__Exercise__:
Set down exactly the lines of the listing below that begin at the one containing "I want more" and end at the last line, both included.

__Supplied data__:
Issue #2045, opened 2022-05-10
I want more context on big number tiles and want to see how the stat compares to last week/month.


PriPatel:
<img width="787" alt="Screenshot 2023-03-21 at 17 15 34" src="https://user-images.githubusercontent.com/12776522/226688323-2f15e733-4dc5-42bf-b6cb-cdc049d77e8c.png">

__Answer for this exercise__:
I want more context on big number tiles and want to see how the stat compares to last week/month.


PriPatel:
<img width="787" alt="Screenshot 2023-03-21 at 17 15 34" src="https://user-images.githubusercontent.com/12776522/226688323-2f15e733-4dc5-42bf-b6cb-cdc049d77e8c.png">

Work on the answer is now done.